Did Wald realize the stolen file is incomplete? That he doesn’t have the parameters required for large-scale production?
Is that why he hasn’t made a move?
I’m asking myself the same questions, and the waiting is becoming harder and harder to bear.
Thankfully, today we’re visiting one of the townhouses selected by the real estate agent.
It’s the perfect opportunity to clear our minds and stop obsessing over our fears for at least a few hours.
The townhouse is simply incredible.
The ground floor is entirely devoted to living spaces: a massive sunlit living room, an elegant dining room, an enormous kitchen, and two guest suites for visiting friends.
The second floor is almost entirely occupied by an outrageously oversized master suite, along with three additional bedrooms, each with its own private bathroom.
The third and fourth floors were designed for staff: comfortable rooms, shared spaces, and a separate entrance accessible through an exterior staircase.
Enough to guarantee us complete privacy.
And that’s not even mentioning the landscaped garden, the heated pool, the sauna, or the rooftop terrace overlooking the city.
Throughout the entire tour, Dante keeps leaning close to my ear to describe, in perfectly obscene detail, everything he plans to christen in every single room.
The living room.
The walk-in shower.
The sauna.
The pool.
Even the staircase doesn’t escape him.
The real estate agent has the decency to stare fixedly at an imaginary point ahead of him to avoid smiling.
Meanwhile, I’m scarlet.
And Dante, the bastard, openly laughs at my expense.
Despite my protests, he signs almost immediately.
“This house is perfect,” he tells me as he closes the file. “Give me one good reason not to buy it.”
“It’s… it’s too much.”
He gestures calmly to the space around us.
“Look at this place.
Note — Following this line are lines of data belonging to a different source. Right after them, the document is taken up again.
PR #194, opened 2026-05-05
Lazy import plyfile to not require it in all examples

sea-bass:
Trying to use the ROS workflows, I noticed that running any example was requiring that `plyfile` was imported due to the new octree functionality. Changed things so that `plyfile` is only imported when octrees are selected, and generally cleaned things up a bit.

@CihatAltiparmak FYI


sea-bass:
I guess there's the other issue that in pixi we're installing `hppfcl` 3.0.2, which has the `toBoxes()` method, but in ROS we have version 2.5.4 which doesn't.

So octrees won't work until `hppfcl` / `coal` is updated on the ROS side.

roboplan_examples/python/common.py
```diff
@@ -1,52 +1,36 @@
...
-from typing import List
 
 import hppfcl
 import numpy as np
 from numpy.typing import NDArray
 import pinocchio as pin
 
 from roboplan.core import Box, Cylinder, Mesh, Scene, Sphere, OcTree
-from roboplan.example_models import get_package_models_dir, get_package_share_dir
-from plyfile import PlyData
```
eholum, line 16: Not sure how the heck this used to work in the ros containers but I think we need a rosdep on `python-plyfile-pip` for the examples package to install it? Still fails on the `toBoxes` call as you noted but hey... ros gonna ros.

eholum (commented):
Much cleaner! Am I missing something with the plyfile dep?

roboplan_examples/python/common.py
eholum: Or just add it to the pip install in the Dockerfile since it's a pip package...

sea-bass: I don't think it ever did work... because of old hppfcl versions. BUT I have seen the pinocchio 4.0 / coal 3.0.2 packages go up in rosdistro, so it's a matter of time

As for the plyfile import, yeah it's just pip installed in the container

eholum: Oh yeah it is for the [non-ROS workflow](https://github.com/open-planning/roboplan/blob/main/.docker/ubuntu/Dockerfile#L25) but not for the [ROS workflow](https://github.com/open-planning/roboplan/blob/main/.docker/ros/Dockerfile#L18). I get import errors running the example RRT on it so it's probably worth adding there too? Even if `toBoxes` is broken.

eholum: Update: well there it is.

sea-bass: 😬

.docker/ubuntu/Dockerfile
```diff
@@ -17,12 +17,12 @@ RUN pip3 install nanobind pytest scikit-build-core
 # Also install additional dependencies for examples.
 RUN pip3 install \
     matplotlib \
-    pin==${PINOCCHIO_VERSION} \
     opencv-contrib-python-headless \
+    pin==${PINOCCHIO_VERSION} \
+    plyfile \
     tyro \
     "viser>=1.0.1" \
     xacro \
```
eholum:
```suggestion
    xacro
```

eholum (approved):
Assuming the pipeline goes green now!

We’ll be happy here. I can already picture our children running everywhere.”
“Yes, but... have you seen the price?”
“I don’t care about the price.”
His gaze settles on me with that quiet intensity that disarms me every time.
“This is our life we’re talking about. I want to enjoy every moment with you. But... if you’ve changed your mind, if you decide it’s too soon for us to move in together, or if you simply don’t like this place, I’ll respect your decision.”
He doesn’t push.
He doesn’t insist.
What do I want?
I slowly turn in a circle, taking everything in. Then my gaze returns to Dante.
I can see it too now. Our life here. Surrounded by friends and family, laughter, children running through the garden, and long summer evenings by the pool.
“Okay,” I tell him.
After the tour, he takes me to lunch at a restaurant he has partially privatized for the occasion.
We eat in a secluded private room, far from the noise, as though the entire world had been instructed to leave us alone today.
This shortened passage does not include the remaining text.